You think people don’t have difficulty with formal reasoning? You need to get out more…
Maybe you could try naming legal chess moves while blindfolded, let me know how that goes.
I don’t want more rigour. I’m not the OP, but I feel the same frustration. I want people to check their assumptions on both sides.
Just for example, the paper highlights that if in a grade school level word problem you vary only the names of people and the particular number values involved, models’ performance gets worse on average and less consistent across variations, which you would not expect if you did the same thing with grade schoolers.
It’s not that people have no trouble, but people are not expected to have this trouble. The findings amount to doubt that the models do what the corresponding people do.
Just because you might have trouble with identifying legal chess moves, don’t assume everyone you debate online also does.
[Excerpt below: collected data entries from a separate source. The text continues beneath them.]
PR #1362, opened 2022-06-05
Fix wrong plugin description

mufinlive:
While browsing the reposilite website, I noticed that the plugin description for the Migration plugin was copied from the Swagger UI plugin. This is of course not intended, as they do completely different things. This PR aims to fix this issue.


dzikoysk (approved):

dzikoysk:
Thanks!

Issue #1423, opened 2022-06-26
Add snapshot support to javadoc plugin


joshuasing:
### Request details

It would be very helpful if the javadoc plugin supported snapshots.

Currently going to `https://repo.domain.com/javadoc/snapshots/com/domain/artifact/0.1.0-SNAPSHOT/` will result in
```json
{"status":404,"message":"Cannot find com/domain/artifact/0.1.0-SNAPSHOT/artifact-0.1.0-SNAPSHOT-javadoc.jar in local and remote repositories"}
```
because the `.jar` file it is trying to find is formatted as `artifact-0.1.0-20220626.075216-1-javadoc.jar` instead of `artifact-0.1.0-SNAPSHOT-javadoc.jar`

If I have the time over the following days and this is not already being worked on, I may be able to create a pull request to add it.
Thank you!

PR #1441, opened 2022-06-30
GH-1423 Add snapshot support to javadoc-plugin

joshuasing:
Adds the ability to use the javadoc-plugin with snapshot versions.
See #1423 for more information

I am not very familiar with the code base so if there is a better way of doing this, please let me know so I can improve.


dzikoysk:
Thanks!

PR #1459, opened 2022-07-06
GH-1459 Fix CardMenu dropdown selection 

joshuasing:
Fixes the CardMenu dropdown selection, previously it tried to use a method that didn't exist and would just throw errors.


dzikoysk (approved):

dzikoysk:
Thanks!

PR #57, opened 2023-11-04
#45: Change the parameter's type of `update_one` to generic `Path`

### LINKED ISSUE #45: Function `update_one` cannot accept `CanonicalPathBuf` for deleted files
This is an oversight of implementation in #42

See #38 for more context. **TL;DR:** We use `update_one` for cases when a resource by some path changed or was deleted at all. We can't canonicalize a non-existent path, so we fail to call `update_one` in this case. This API should receive plain `Path`-like type: `Path`, `PathBuf` or be generic with `AsRef<Path>`.

Rizary:
fix #45 by changing the update_one parameter to `Asref<Path>`


src/index.rs
```diff
@@ -340,38 +340,47 @@ impl ResourceIndex {
...
         log::debug!("Updating a single entry in the index");
-
-        let path = path_buf.as_canonical_path();
+        
+        // the caller must have ensured that the path is exist
+        if !path.as_ref().exists() {
+            return Err(ArklibError::Path(
+                "Path does not exist".into(),
+            ));
+        }
```
kirillt, line 353: We actually need to support this case as normal scenario. When we delete a resource, we need to update the index. Consumer app first deletes the resource then calls `update_one` with its path, which already doesn't exist.

Cargo.lock
kirillt, line 1: Probably should not be checked in. Because the consumer code may need to specify its own versions of crates.

src/index.rs
```diff
@@ -340,38 +340,47 @@ impl ResourceIndex {
 
     pub fn update_one(
         &mut self,
-        path_buf: CanonicalPathBuf,
+        path: &dyn AsRef<Path>,
```
kirillt, line 343: :+1:

Cargo.lock
kirillt: @gwendalF is it correct?

src/index.rs
Rizary: noted.

src/index.rs
```diff
@@ -340,61 +340,101 @@ impl ResourceIndex {
...
+                    Some(k)
+                } else {
+                    None
+                }
+            })
+            .collect_vec();
+        for p in old_path {
+            self.path2id.remove(&p);
+        }
+        self.id2path.remove(&old_id);
```
kirillt, line 428: Probably we should handle collisions differently to remove necessity iterate through `path2id`. But this should be implemented as separate issue.

kirillt (approved):

src/index.rs
kirillt: - #58

Issue #54, opened 2023-10-17
Better privacy with random unique device ids


kirillt:
We introduce [machine-uid](https://docs.rs/machine-uid/latest/machine_uid/) crate in this PR:
- #50 

The crate comes with a disclaimer:
> In Linux, machine id is a single newline-terminated, hexadecimal, 32-character, lowercase ID. When decoded from hexadecimal, this corresponds to a 16-byte/128-bit value. This ID may not be all zeros. This ID uniquely identifies the host. It should be considered “confidential”, and must not be exposed in untrusted environments. And do note that the machine id can be re-generated by root.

That’s an unkind assumption and I have flagged your comment as such.
Unfortunately, that’s modern web content for you :-).
The article actually makes a weaker claim:
and if you follow the bibliography, they are specifically describing LLMs’ reasoning as probabilistic, rather than formal, based on their propensity to a number of issues (e.g. token bias, distractability) which indicate that LLM outputs are correlated with incidental, rather than formal relations between tokens.
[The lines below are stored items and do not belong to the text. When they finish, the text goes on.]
PR #71, opened 2024-01-15
make unit tests of update_one and update_all method

funnyVOLT:
- Covered `update_one` unit test
- Covered `update_all` unit test
In the third key point, you mentioned the potential substitution of `update_all` with multiple instances of the `update_one` method. 
`update_one` method have some problems. 
For instance, when the first parameter of the `update_one` method is the path of a newly added file, it returns an error. 
Furthermore, the same holds true when the first parameter of the `update_one` method corresponds to a file that has not been updated.
To leverage the `update_one` method in a manner similar to the `update_all` method, it is imperative to refine and update the `update_one` method accordingly.

### DIFF
--- a/src/index.rs
+++ b/src/index.rs
@@ -30,7 +30,7 @@ pub struct ResourceIndex {
     root: PathBuf,
 }
 
-#[derive(Debug)]
+#[derive(PartialEq, Debug)]
 pub struct IndexUpdate {
     pub deleted: HashSet<ResourceId>,
     pub added: HashMap<CanonicalPathBuf, ResourceId>,
@@ -618,7 +618,7 @@ fn is_hidden(entry: &DirEntry) -> bool {
 #[cfg(test)]
 mod tests {
     use crate::id::ResourceId;
-    use crate::index::{discover_paths, scan_entries, IndexEntry};
+    use crate::index::{discover_paths, scan_entries, IndexEntry, IndexUpdate};
     use crate::initialize;
     use crate::ResourceIndex;
     use canonical_path::CanonicalPathBuf;
@@ -645,6 +645,8 @@ mod tests {
 
     const CRC32_1: u32 = 3817498742;
     const CRC32_2: u32 = 1804055020;
+
+    use crate::{ArklibError, Result};
 
     fn get_temp_dir() -> PathBuf {
         create_dir_at(std::env::temp_dir())
@@ -1151,6 +1153,48 @@ mod tests {
                 all_added.len().to_string(),
                 all_deleted.len().to_string()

This substack post leads with a link to a paper that is more modest in its claims, and I think grapples with your frustrations (in a fashion): https://arxiv.org/pdf/2410.05229
That is, I think that good benchmarks are hard, but in a sense make us concretely try to come to terms with what we’re looking for from models’ behavior. Goodhart’s law will always be A Thing, but it’s still useful to try.
I think the reality is that it’s trivial to define “reason” in a way that includes LLMs and extremely difficult to do so that both (a) does not exclude what we already consider reasoning (inference, bayesian, modal, deductive, etc) (b) also excludes LLMs.
But the paper doesn’t use the term “nakedly” but instead prefaces it with terms such as “mathematical” ie: “mathematical reasoning” or “formal reasoning”. These are forms of reasoning that are strictly rules based. What they show is that LLMs probably don’t model these forms of reasoning.